If there is any cinematic value to “The Jacket,” it comes from Brody, who gives us a sympathetic protagonist.  You can’t help but feel sorry for this poor soldier, who is lonely, lost and desperately searching for a shred of kindness from someone – anyone.  That he finds it in Jackie is understandable, but tragic.  After all, he’s a grown man and she’s just a little girl.  But through the magic of time travel, they’re within dating age of one another.  How sick is that? 

Knightley, on the other hand, simply cannot act, and spends the majority of her screen time either biting her lip or biting her nails.  Those who appreciate her physical charms will enjoy several shots of her breasts – both in the tub, when she’s alone, and when she’s making love with Jack.  Kristofferson is creepy and believable, and Jennifer Jason Leigh, as the other doctor overseeing Jack, is conflicted yet compassionate.  MacKenzie Phillips, as a nurse who shoves Jack in and yanks him out of his drawer, looks so bad she’s a walking advertisement against drug use.

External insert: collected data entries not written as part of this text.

PR #2539, opened 2025-12-02
sanity_checks: ports cannot have upstream `meson.build`

bgilbert:
When a port is updated, check its upstream source archive for a `meson.build` file and fail if present.  WrapDB wraps should not maintain a downstream Meson config that overrides an upstream one.

As a special exception, allow overriding the config in the first upstream release added to WrapDB.  This has been allowed in the past and is a pragmatic way to add new wraps while fixes propagate to slow-moving upstreams.

Switch `cmocka` to its upstream Meson config.  There are other wraps that override upstream but they're all waiting on their next releases for fixes.

### DIFF
--- a/tools/sanity_checks.py
+++ b/tools/sanity_checks.py
@@ -27,7 +27,9 @@ import platform
 import io
 import sys
 import shutil
+import tarfile
 import textwrap
+import zipfile
 
 from pathlib import Path
 from utils import CIConfig, ProjectCIConfig, Releases, Version, ci_group, is_ci, is_alpinelike, is_debianlike, is_macos, is_windows, is_msys, read_wrap, FormattingError, format_meson, format_wrap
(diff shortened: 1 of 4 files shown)


bgilbert:
Upstream cmocka has build regressions.  Deferring that change for now.

tools/sanity_checks.py
```diff
@@ -377,6 +379,12 @@ def test_releases(self) -> None:
                                 self.check_meson_version(name, ver, patch_path)
                         if patch_path:
                             self.check_project_args(name, config)
+                            # allow a port to overwrite the upstream
+                            # Meson config when the wrap is first added to
+                            # WrapDB, as a development aid, but forbid it
+                            # on subsequent releases
```
eli-schwartz: What happens if:
- upstream doesn't have meson
- wrap is added
- upstream adds independently created meson, but it has bugs
- new release, added to wrapdb and CI fails, after investigation the bugs are fixed and PR'ed upstream

What should this sanity check do?

bgilbert: Yeah.  We could support a versioned override in `ci_config.json`; will take a look.

bgilbert:
Switched to a versioned override mechanism in `ci_config.json` instead of special-casing the first upstream version.

neheb (approved):

PR #2541, opened 2025-12-03
efsw-1.5.0: add wrap file

IogaMaster:


IogaMaster:
Im not making a meson build for this when cmake works just fine

PR #2542, opened 2025-12-04
arduinocore-avr: update from 1.8.2 to 1.8.6

cjmayo:
Releases are listed in:
https://downloads.arduino.cc/packages/package_index.json

Repository:
https://github.com/arduino/ArduinoCore-avr/


bgilbert:
For the provides, see docs [here](https://mesonbuild.com/Adding-new-projects-to-wrapdb.html#overriding-dependencies-in-the-submitted-project).

cjmayo:
Thanks for the pointer. These dependency_names are usable, but they would never match system names because the compiled libraries are specific to the board variant they were compiled for.

Initial checks now pass - won't let me break the long dependency_names line (that seems known as utils.format_wrap() says "Does not understand continuation lines").

The compile checks are failing " subprojects/avr-1.8.6/meson.build:15:0: ERROR: Assert failed: Arduino projects can only be built in a cross build environment.".
I can see `debian_packages` for ci_config.json but it needs to be able to pass `--cross-file` to meson setup, not clear how to do that.

bgilbert:
> These dependency_names are usable, but they would never match system names because the compiled libraries are specific to the board variant they were compiled for.

That's fine.  It's still useful for the parent project to be able to write `dependency('arduinocore')` instead of `dependency('arduinocore', fallback: ['arduinocore-avr', 'arduinocore_dep'])`.

The cross-build requirement means we won't be able to do test builds in CI.  We have mechanisms to force CI to green if a platform or an architecture is unsupported, but this case isn't quite either of those, so I think we should probably just leave it red and accept this as a special case.

bgilbert (approved):

bgilbert:
Thanks!

PR #2544, opened 2025-12-05
README: dependency_names and program_names are no longer optional

cjmayo:


bgilbert:
They're optional in the sense that they only need to be there if the wrap provides libraries or programs, respectively.  Maybe we could say ```It must match information from the wrap's `[provide]` section, if any.```?

cjmayo:
Yes, I wrote that a bit quick. Another idea "may be omitted".

Documentation is the hardest part, I won't keep coming back on this. Just saying it wasn't immediately obvious to me - adding some error messages #2553 might even have been more valuable.

bgilbert:
Thanks!

PR #2545, opened 2025-12-06
libarchive: update from 3.8.3 to 3.8.4

bgilbert:


bgilbert:
MSVC timeouts and Alpine locale issues, as expected.

PR #2546, opened 2025-12-06
icu: update from 77.1 to 78.1

bgilbert:


bgilbert:
clang-cl failure is a [regression](https://groups.google.com/a/unicode.org/g/icu-support/c/61hEq3foH7o/m/kjkL8hs8BgAJ).

neheb:
wonder why MSVC even allows exporting deleted functions...

PR #2547, opened 2025-12-06
libxslt: update from 1.1.43 to 1.1.45

bgilbert:


neheb:
might be a bit pedantic but...

incdir includes config.h. Not sure if that should be exposed as the dependency.

neheb:
Hrm looking at this it needs include-workaround-meson

bgilbert:
Actually there are several problems with the headers, thanks for the pointer.  Fixing.

neheb (approved):

PR #1535, opened 2024-05-27
Added an option for range-v3 to build tests

adembudak:
Added range_v3_tests build option and set it off by default.

PR #2625, opened 2026-02-05
range-v3: add option to disable tests

bryceberger:
Previously #1535, not given an explicit reason for closing.

Use case is the same: I would like to not be _forced_ to compile 240 tests when including `range-v3`.

Took the specific syntax / style from the wrap for `pegtl`.


neheb:
Need new entry in releases.json.

bryceberger:
CI failure doesn't appear to be my fault.

Went ahead and fixed the formatting / applied suggestions from the script, but I'm unsure what to do about the license field. It seems to have been like that since the wrap was added, and contains (multiple?) non-spdx licenses.

bryceberger:
> Need new entry in releases.json.

There's one in the first commit.

neheb:
isn't the license supposed to be BSL-1.0 ?

subprojects/packagefiles/range-v3/meson_options.txt
```diff
@@ -0,0 +1,6 @@
+option(
+    'tests',
+    type: 'feature',
+    value: 'auto',
```
neheb: Not needed. This is default.

bryceberger:
According to https://github.com/ericniebler/range-v3/blob/ca1388fb9da8e69314dda222dc7b139ca84e092f/LICENSE.txt, it's BSL-1.0 and `lic++` and `Stepanov and McJones, "Elements of Programming"` and `SGI STL`

The section for `libc++` links to the old svn host. Currently, libc++ is licensed under Apache with LLVM exception. Edit: the old `libc++` license appears to be `NCSA and MIT`, according to https://github.com/llvm/llvm-project/commit/469bdefd448b76c5adcdd67256e9a44fabf7e027

Unsure about the other two licenses. Neither of them are on the [spdx list](https://spdx.org/licenses/)

neheb:
try replacing

```
,
```

with

```
 AND 
```

bryceberger:
Just replacing the commas isn't enough, since the parser (previously) rejected any unknown license text.

I can pull the sanity_checks change into a separate PR if needed, but I believe it (or similar) is required to have this wrap file pass CI.

bryceberger:
Most recent CI failure appears to be ephemeral, but I don't (think that I) have permission to restart it.

```

ERROR: test_releases (__main__.TestReleases.test_releases) (step='check_new_release', name='range-v3')
  File "/home/runner/work/wrapdb/wrapdb/./tools/sanity_checks.py", line 393, in test_releases
  File "/home/runner/work/wrapdb/wrapdb/./tools/sanity_checks.py", line 537, in check_new_release
    res, logs = do_setup(builddir, options, meson_env)
                ^^^^^^^^^^^^^^^^^^^^^^^^^^^^^^^^^^^^^^
  File "/home/runner/work/wrapdb/wrapdb/./tools/sanity_checks.py", line 532, in do_setup
    logs = log_file.read_text(encoding='utf-8')
           ^^^^^^^^^^^^^^^^^^^^^^^^^^^^^^^^^^^^
  File "/usr/lib/python3.12/pathlib.py", line 1027, in read_text
    with self.open(mode='r', encoding=encoding, errors=errors) as f:
         ^^^^^^^^^^^^^^^^^^^^^^^^^^^^^^^^^^^^^^^^^^^^^^^^^^^^^
  File "/usr/lib/python3.12/pathlib.py", line 1013, in open
    return io.open(self, mode, buffering, encoding, errors, newline)
           ^^^^^^^^^^^^^^^^^^^^^^^^^^^^^^^^^^^^^^^^^^^^^^^^^^^^^^^^^
FileNotFoundError: [Errno 2] No such file or directory: '_build/meson-logs/meson-log.txt'
```

Edit: looks like it was my fault, I had `range-v3:cpp_std:c++17` in `ci_config.json` instead of `range-v3:cpp_std=c++17`

bgilbert (changes requested):
If the SPDX expression is invalid, we shouldn't hide problems in warnings no one will see; that defeats the purpose of the check.  SPDX seems to assume (without explicitly specifying, argh) that license IDs contain no spaces, so this wrap's license expression is improper in any case.

As a practical matter, we may want to allow `LicenseRef-<string>` custom licenses.  I've already encountered a wrap where I had to add an additional license as a comment in the `project()` call, which is unhelpful.  `license_expression` rejects these because they don't unambiguously identify a license (https://github.com/aboutcode-org/license-expression/issues/109) but that ambiguity seems better than outright omission.

PR #2637, opened 2026-02-08
aws-c-cal: update from 0.9.10 to 0.9.13

apache-hb:
* Updates aws-c-cal from 0.9.10 to 0.9.13
* Adds emscripten support, its not in CI but I've successfully used it in a wasm project
* Adds support for the bring your own crypto option, which disables the default crypto provider and lets uses provide their own dynamically at runtime


stephanlachnit (approved):

subprojects/packagefiles/aws-c-cal/meson_options.txt
```diff
@@ -6,7 +6,13 @@ option(
...
-    type: 'boolean',
-    value: false,
+    type: 'feature',
     description: 'Experimental feature to support ED25519 keygen on platforms that do not support it in os libs (i.e. win/mac)',
 )
+
+option(
+    'byo_crypto',
+    type: 'feature',
+    value: 'disabled',
```
bgilbert, line 16: Personally I'm okay with this, given how it's used, but it is surprising that a feature doesn't default to `auto`.

subprojects/packagefiles/aws-c-cal/meson.build
```diff
@@ -11,34 +11,61 @@ fs = import('fs')
...
+  not may_have_openssl,
+)
+
 c_args = ['-DAWS_CAL_EXPORTS=1']
 
+public_c_args = []
+if (
+  get_option('default_library') == 'shared'
+  and host_machine.system() == 'windows'
+) or host_machine.system() != 'windows'
```
bgilbert, line 32:
```suggestion
if host_machine.system() != 'windows' or get_option('default_library') == 'shared'
```

subprojects/packagefiles/aws-c-cal/meson.build
```diff
@@ -11,34 +11,61 @@ fs = import('fs')
...
   'aarch64',
 ]
-  error('unsupported architecture: only x86_64 Windows is supported')
+  error('unsupported architecture: only x86_64 is supported on Windows')
 endif
 
 aws_c_common_dep = dependency('aws-c-common')
 libcrypto_dep = dependency(
-  'libcrypto',
+  'openssl',
```
bgilbert, line 45: Is this change correct?  openssl implies both libcrypto and libssl, the actual TLS library.

subprojects/packagefiles/aws-c-cal/meson.build
```diff
@@ -11,34 +11,61 @@ fs = import('fs')
...
   version: '>=1.1',
+  required: not byo_crypto.allowed(),
 )
+
 ncrypt = cc.find_library(
   'ncrypt',
-  required: host_machine.system() == 'windows',
+  required: false,
```
bgilbert, line 52: This, and the corresponding `required: false` for `foundation`, could theoretically produce a situation where `byo_crypto` is disabled and we also don't find the needed crypto library.

subprojects/packagefiles/aws-c-cal/meson.build
```diff
@@ -11,34 +11,61 @@ fs = import('fs')
...
-  error('unsupported architecture: only x86_64 Windows is supported')
+  error('unsupported architecture: only x86_64 is supported on Windows')
 endif
 
 aws_c_common_dep = dependency('aws-c-common')
 libcrypto_dep = dependency(
-  'libcrypto',
+  'openssl',
   version: '>=1.1',
+  required: not byo_crypto.allowed(),
```
bgilbert, line 47: This requires (and, further down the file, enables) OpenSSL on Windows and Darwin, contrary to the earlier comment.

subprojects/packagefiles/aws-c-cal/meson.build
```diff
@@ -52,45 +79,49 @@ src = files(
...
-  src += files(
-    'source/unix/openssl_aes.c',
-    'source/unix/openssl_platform_init.c',
-    'source/unix/openssl_rsa.c',
-    'source/unix/opensslcrypto_ecc.c',
-    'source/unix/opensslcrypto_hash.c',
-    'source/unix/opensslcrypto_hmac.c',
-  )
-else
-  error('Unsupported platform: ' + host_machine.system())
```
bgilbert, line 93: Shouldn't we still error out in this case?

bgilbert (commented):
I'm not 100% certain I've understood the intended behavior of the new logic.  I've flagged some inconsistencies but please double-check the result to make sure it properly handles all the cases.

PR #2638, opened 2026-02-08
aws-c-common: update from 0.12.4 to 0.12.6

apache-hb:
* Updates aws-c-common from 0.12.4 to 0.12.6
* Fixes a link error on AL2 and AL2023 due to not linking `-ldl`
* Adds emscripten support
* Fixes a few of the feature tests which I copy pasted wrong when making the wrap the first time


bgilbert:
@stephanlachnit FYI, we usually use rebase merges in WrapDB, and never merge commits.

@eli-schwartz, to avoid this mistake in future, it might be a good idea to turn off merge commits in the repo settings.

stephanlachnit:
Ah sorry for this - I agree rebasing is much nicer and thus have merge commits also disabled in all most of my GitHub repos, but I did not properly check before I merged this - sorry.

Interestingly enough, “The Jacket” actually offers some positive messages.  On the one hand, it gives a negative portrait of the Gulf War and what happens to soldiers after they come home.  It also portrays Dr. Becker as a church-going, praying Christian (one scene even takes place outside his church), which many Christians will find incredibly offensive – the usual stereotype of an evil Christian, taken to an extreme. 

On the other hand, the film shows the importance of parents on a child’s life.  Jack goes back and changes things for Jackie and her mother, by warning them of her impending death.  Also, if you interpret the film as a parable, you might uncover an additional message about death and life (which Jack attempts to decipher in a final voiceover, but ends up speaking the usual cinematic psychobabble).  The truth that is there, though buried, is that even though we might be in the darkest, most lonely of places, controlled by evil people, there is always hope.  We can find meaning and even escape from our fate by changing those little, day-to-day decisions which, despite their seeming triviality, have great impact on our future.

That’s definitely an important, hopeful message, particularly in the wake of multiple Oscars awarded to films like “Million Dollar Baby,” which tell us that the only way out is death.  Do you want to sift through the darkness of this movie to find that message?  That’s up to you.  It’s certainly a very different film from most that you’ll see.  But I’m not sure that makes it better.
      
AUDIENCE:  Adults only

OBJECTIONABLE CONTENT:

  • Drugs/Alcohol Content:     Extensive smoking and drinking throughout film; misuse of illegal drugs by doctors on patients.
  • Language/Profanity:      Approximately two dozen obscenities and profanities (including at least 8 f- words).
  • Sexual Content/Nudity:    Several graphic shots of nudity including one female character in bath (breasts) and two characters making love; doctor discusses a young child who was raped; male character undresses to underwear (side view).
  • Violence:    Shots of wartime violence including child who shoots adult at point-blank range; jerky shots of violent murder of police officer, also at point-blank range; shots of dead bodies and blood; live human is forced into a straightjacket and shoved into a morgue drawer, again and again, despite great protest; man pulls out IV needle, which induces bleeding; tremendous emotional and psychological abuse by doctors and those in authority.